** Extracted records **
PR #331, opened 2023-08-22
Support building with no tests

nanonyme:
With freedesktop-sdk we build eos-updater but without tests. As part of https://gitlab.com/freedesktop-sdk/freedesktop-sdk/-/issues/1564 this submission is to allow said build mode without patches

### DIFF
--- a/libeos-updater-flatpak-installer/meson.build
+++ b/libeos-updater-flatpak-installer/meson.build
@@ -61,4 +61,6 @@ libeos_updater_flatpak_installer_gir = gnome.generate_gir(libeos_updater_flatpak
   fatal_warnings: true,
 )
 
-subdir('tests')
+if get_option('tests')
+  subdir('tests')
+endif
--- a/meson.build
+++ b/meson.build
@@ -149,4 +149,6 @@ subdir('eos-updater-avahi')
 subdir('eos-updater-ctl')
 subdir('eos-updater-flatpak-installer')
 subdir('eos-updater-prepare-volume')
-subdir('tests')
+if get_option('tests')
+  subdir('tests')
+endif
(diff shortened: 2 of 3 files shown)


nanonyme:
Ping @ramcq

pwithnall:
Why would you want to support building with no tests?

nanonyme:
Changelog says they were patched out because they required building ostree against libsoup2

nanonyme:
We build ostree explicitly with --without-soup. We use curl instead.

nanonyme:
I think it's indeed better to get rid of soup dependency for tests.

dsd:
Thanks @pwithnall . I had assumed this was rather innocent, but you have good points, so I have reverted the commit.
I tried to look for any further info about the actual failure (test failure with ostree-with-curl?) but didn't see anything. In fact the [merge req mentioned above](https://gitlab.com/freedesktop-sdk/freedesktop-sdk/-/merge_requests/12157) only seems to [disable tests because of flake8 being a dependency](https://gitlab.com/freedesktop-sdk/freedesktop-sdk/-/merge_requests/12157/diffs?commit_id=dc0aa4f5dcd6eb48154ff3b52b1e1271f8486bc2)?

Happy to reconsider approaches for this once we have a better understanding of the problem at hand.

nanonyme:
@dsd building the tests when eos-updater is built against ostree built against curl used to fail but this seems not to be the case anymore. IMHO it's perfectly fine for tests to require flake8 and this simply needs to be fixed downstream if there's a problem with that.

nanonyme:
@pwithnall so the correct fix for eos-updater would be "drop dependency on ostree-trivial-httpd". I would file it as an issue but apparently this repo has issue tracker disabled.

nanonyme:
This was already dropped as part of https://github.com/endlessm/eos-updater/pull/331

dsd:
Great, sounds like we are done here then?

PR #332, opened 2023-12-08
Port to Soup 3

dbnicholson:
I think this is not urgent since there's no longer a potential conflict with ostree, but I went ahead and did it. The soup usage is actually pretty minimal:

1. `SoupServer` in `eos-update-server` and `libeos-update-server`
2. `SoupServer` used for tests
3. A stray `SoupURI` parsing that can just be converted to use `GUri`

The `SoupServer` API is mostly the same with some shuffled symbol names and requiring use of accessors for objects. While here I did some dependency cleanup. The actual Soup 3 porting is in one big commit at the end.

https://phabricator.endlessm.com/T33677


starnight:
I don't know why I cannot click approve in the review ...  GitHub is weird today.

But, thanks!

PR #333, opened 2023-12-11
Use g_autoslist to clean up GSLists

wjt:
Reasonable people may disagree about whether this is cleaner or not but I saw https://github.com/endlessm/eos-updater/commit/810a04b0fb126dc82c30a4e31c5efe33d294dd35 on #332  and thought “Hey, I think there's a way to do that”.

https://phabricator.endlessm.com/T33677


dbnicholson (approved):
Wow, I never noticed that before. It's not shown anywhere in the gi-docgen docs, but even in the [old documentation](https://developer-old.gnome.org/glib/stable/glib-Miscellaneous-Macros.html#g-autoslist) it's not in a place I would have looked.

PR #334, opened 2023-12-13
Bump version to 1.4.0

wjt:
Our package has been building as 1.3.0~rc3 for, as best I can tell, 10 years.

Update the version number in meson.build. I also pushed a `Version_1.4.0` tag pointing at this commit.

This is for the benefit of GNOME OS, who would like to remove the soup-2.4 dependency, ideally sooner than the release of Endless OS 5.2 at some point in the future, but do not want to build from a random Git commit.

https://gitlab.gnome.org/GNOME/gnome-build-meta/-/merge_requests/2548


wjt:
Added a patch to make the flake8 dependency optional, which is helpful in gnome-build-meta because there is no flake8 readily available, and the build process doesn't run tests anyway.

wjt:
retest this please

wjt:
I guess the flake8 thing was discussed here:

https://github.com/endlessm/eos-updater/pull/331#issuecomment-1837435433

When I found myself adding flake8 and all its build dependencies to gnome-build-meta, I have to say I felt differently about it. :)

==

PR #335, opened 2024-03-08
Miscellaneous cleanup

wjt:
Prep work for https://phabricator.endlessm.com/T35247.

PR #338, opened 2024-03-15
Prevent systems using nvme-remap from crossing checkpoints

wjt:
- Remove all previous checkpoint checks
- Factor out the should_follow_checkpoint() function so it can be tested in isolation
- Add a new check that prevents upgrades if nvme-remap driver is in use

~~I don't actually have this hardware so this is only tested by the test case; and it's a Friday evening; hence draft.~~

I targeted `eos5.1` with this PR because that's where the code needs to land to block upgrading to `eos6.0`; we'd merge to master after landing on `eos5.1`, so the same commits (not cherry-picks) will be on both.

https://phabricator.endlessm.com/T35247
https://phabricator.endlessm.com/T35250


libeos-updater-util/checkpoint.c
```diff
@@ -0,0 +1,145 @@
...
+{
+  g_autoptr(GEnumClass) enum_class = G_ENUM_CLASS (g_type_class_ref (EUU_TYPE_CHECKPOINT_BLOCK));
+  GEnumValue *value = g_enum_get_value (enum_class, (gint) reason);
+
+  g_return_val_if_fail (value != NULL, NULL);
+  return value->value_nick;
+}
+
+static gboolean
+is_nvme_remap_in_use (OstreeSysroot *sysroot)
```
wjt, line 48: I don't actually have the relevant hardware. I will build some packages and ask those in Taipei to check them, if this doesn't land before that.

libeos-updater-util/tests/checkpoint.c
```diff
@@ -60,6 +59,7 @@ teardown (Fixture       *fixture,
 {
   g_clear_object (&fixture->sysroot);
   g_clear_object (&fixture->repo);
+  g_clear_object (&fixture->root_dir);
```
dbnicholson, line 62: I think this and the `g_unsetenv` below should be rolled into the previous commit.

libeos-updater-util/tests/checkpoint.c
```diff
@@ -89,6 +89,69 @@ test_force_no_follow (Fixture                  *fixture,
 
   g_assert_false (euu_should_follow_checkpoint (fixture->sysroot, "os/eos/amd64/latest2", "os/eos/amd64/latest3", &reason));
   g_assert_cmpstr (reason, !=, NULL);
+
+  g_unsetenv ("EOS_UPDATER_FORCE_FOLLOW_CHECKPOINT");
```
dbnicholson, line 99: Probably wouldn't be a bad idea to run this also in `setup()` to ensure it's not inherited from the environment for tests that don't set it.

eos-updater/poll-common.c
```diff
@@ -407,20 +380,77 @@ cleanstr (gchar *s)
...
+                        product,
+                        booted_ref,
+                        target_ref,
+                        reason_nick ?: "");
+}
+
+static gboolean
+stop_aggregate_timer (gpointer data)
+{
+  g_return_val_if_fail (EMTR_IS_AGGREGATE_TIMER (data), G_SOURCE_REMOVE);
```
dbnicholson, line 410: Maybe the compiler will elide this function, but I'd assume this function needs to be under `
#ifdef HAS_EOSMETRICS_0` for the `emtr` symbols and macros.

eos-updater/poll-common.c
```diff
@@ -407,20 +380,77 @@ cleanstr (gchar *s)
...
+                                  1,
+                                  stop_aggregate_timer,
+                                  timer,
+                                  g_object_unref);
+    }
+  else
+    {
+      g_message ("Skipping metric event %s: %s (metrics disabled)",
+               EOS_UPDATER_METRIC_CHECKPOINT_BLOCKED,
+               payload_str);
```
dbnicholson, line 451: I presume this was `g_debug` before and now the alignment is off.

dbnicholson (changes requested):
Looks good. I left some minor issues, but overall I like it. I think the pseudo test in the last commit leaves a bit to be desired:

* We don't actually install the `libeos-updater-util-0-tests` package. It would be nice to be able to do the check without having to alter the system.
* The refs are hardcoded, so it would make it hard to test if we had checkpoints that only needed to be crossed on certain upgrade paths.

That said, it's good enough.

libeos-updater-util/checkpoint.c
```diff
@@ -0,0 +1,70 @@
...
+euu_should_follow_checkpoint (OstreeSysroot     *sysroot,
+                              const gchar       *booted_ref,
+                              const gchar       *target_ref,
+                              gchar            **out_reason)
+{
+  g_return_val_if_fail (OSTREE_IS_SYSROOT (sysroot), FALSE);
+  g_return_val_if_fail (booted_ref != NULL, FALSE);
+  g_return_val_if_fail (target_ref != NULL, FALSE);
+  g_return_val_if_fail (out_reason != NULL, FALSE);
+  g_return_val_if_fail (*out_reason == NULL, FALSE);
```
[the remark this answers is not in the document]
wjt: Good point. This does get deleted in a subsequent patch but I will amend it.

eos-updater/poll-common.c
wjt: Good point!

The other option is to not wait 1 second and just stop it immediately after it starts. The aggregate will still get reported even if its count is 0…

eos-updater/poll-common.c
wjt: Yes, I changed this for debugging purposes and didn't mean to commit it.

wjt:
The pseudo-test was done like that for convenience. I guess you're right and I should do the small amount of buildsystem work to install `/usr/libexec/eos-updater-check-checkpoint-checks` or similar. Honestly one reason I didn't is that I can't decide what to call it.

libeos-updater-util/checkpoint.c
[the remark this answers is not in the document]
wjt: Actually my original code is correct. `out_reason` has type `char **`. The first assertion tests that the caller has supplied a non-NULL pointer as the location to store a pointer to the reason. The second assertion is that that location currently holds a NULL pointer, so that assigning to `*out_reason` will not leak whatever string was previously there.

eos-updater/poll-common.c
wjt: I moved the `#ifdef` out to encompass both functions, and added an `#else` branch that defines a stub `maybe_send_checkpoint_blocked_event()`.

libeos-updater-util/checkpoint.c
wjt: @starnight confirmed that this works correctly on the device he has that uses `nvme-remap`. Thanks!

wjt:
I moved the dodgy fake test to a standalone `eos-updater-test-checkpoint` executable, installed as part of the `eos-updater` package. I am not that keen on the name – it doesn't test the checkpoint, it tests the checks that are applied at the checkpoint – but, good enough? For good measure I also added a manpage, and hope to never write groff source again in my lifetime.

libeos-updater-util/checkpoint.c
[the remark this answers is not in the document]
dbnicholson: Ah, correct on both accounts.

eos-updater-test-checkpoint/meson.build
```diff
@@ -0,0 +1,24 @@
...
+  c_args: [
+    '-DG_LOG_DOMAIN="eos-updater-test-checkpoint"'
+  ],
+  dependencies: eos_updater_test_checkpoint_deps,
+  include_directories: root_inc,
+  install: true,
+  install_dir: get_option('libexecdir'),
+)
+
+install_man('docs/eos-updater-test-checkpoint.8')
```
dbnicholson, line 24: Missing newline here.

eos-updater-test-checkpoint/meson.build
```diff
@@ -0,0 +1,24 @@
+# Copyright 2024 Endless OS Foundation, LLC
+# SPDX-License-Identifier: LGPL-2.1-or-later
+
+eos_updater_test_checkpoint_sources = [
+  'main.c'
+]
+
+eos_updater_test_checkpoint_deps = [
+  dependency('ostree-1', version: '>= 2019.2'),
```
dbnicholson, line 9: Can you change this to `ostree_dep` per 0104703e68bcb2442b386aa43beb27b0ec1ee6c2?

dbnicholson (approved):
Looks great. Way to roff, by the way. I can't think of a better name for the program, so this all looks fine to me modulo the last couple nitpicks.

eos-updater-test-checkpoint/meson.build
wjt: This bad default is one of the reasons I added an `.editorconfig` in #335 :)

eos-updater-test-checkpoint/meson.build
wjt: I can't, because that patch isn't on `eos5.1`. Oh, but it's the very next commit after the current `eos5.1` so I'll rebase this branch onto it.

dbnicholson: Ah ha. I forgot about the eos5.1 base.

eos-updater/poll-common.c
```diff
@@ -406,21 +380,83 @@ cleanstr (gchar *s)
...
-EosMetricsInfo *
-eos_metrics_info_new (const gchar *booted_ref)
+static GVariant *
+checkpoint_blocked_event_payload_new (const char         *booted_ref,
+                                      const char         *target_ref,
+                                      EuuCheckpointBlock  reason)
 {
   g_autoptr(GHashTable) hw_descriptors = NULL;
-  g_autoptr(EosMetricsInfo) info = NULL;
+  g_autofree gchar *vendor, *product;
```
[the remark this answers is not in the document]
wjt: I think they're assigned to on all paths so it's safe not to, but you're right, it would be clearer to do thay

** Required work **
Go through the records above and copy every line with the word "gchar".

** Task result **
@@ -407,20 +380,77 @@ cleanstr (gchar *s)
@@ -407,20 +380,77 @@ cleanstr (gchar *s)
+                              const gchar       *booted_ref,
+                              const gchar       *target_ref,
+                              gchar            **out_reason)
@@ -406,21 +380,83 @@ cleanstr (gchar *s)
-eos_metrics_info_new (const gchar *booted_ref)
+  g_autofree gchar *vendor, *product;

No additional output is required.